Well said Don - Thanks.

I personally take great exception to the use of disparaging terms like "acolyte" and "guru", which carry the clear implication that I, and/or others here, who may also have learned a great deal by reading GCBC etc.. are mindlessly following what someone else writes or says, based only on belief and trust in that person. Not to mnention the clear religious overtones.

Nothing could be further from the truth.

An huge lesson from reading GCBC for me was: to no longer accept the word of any expert, no matter how well accredited, without first examining their evidence-based proof for myself and applying critical thinking to their conclusions. Does it stand up to scrutiny? Was their methodology sound? Are there alternate interpretations for what they observed?
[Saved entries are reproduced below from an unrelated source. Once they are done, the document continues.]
PR #891, opened 2016-04-13
always open on focus option

HuysentruytRuben:
`alwaysOpenOnFocus` prop that opens the options if the input gets focus in any way (including tabbing and clicking the matching label) when set to true

### DIFF
--- a/README.md
+++ b/README.md
@@ -261,6 +261,7 @@ Check out the demo site for a more complete example of this.
 	autosize  | bool | true  | If enabled, the input will expand as the length of its value increases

This actually came as quite a shock to me: having grown up in the UK in an era when "white-coated experts" on the BBC could be trusted implicitly.

I have learned to keep asking questions, to keep reading and to keep learning for myself. And yes that even includes the application of critical thinking when reading Gary Taubes, Stephan Guyenet etc...


Applying this to of "coffins" and "final nails" I was told above that...

"The fact of the matter is that Stephan and others like myself, have looked at the enormous body of the scientific evidence, not a few cherry picked studies and outdated texts, and demonstrated time and again that the carb->insulin->obesity hypothesis is not a workable one."

Does this stand up to scrutiny? Straight away I am on guard with the obvious appeals to authority. But beyond that Don, as you[1] and I [2] had already pointed out in previous comments: the studies presented in this blog post do not qualify as their are claimed to be, as models of chronic hyperinsulinemia in humans with IR.

Which leaves me wondering... with access to an "enormous body of the scientific evidence" how is it that these easily dismissed studies are offered as "final nails"? Surely there must be more rigorous studies that do stand up to the scrutiny of even an amateur scientist such as myself? What am I to make of this?

No doubt the constant nagging questions of someone like myself could be irritating to some scientists but I think that real science is driven by questions. Isn't it?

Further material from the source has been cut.